Simon describes StrongDM's innovative approach to QA by simulating entire user populations with AI agents running 24/7

▶ 16:18

About Simon Willison

›

Simon Willison is a legendary software engineer who co-created Django, the web framework powering Instagram, Pinterest, and Spotify. He's been at the forefront of AI's impact on software development, coining terms like "prompt injection" and popularizing "agentic engineering." With 25+ years of experience and 100+ open-source projects including Datasette, Simon is documenting in real-time how AI is fundamentally reshaping how professional software gets built.

Takeaways

The inflection point happened in November 2025 GPT-5.1 and Claude Opus 4.5 crossed a critical threshold where AI-generated code works reliably enough for production. Previous models required heavy oversight; now agents can be given high-level specifications and produce working software with minimal human intervention. This shift is reshaping what's possible in software teams.

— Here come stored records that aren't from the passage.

PR #22750, opened 2022-09-30
Don't expose 3rd party Weld packages that don't exist

### LINKED ISSUE #22748: Clean up 3rd party packages for CDI 2.0, 3.0 and 4.0
From @jhanders34

While looking at the output from the feature checker while working on a feature checker update for one of my PRs, I noticed that there were many informational messages about third party IBM-API-Packages that are not included in the product.  The two CDI ones I see are org.jboss.weld.context.beanstore and org.jboss.weld.context.conversation.  It looks like at some point I believe between weld 2 and 3 (CDI 1.2 and 2.0) these packages changed to have an s after the context subpackage.  Should those be removed from the IBM-API-Packages list for the cdi features?  Or possibly we need to update the third party jars to include the contexts version of the package and update the IBM-API-Packages where it changed to be contexts instead of context. If so can you put something on your backlog to get this cleaned up?

- [x] CDI-4.0
- [x] CDI-3.0
- [x] CDI-2.0

tevans78:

Dark factories automate the entire development pipeline StrongDM is proving that software can be built, tested, and verified without humans reading a single line of code—by using swarms of AI agents to simulate end users and automated security penetration testing. The new bottleneck isn't code generation; it's proving quality without code review. Companies are spending $10K+ daily on token costs to replace traditional QA departments.

Human expertise becomes more valuable, not less Using coding agents effectively requires deploying 25+ years of software engineering experience to coordinate parallel agents, design the right architecture, and define quality standards. The cognitive load is so high that even expert engineers burn out after a few hours. AI amplifies existing skill rather than replacing it—the bottleneck shifts to human judgment and leadership.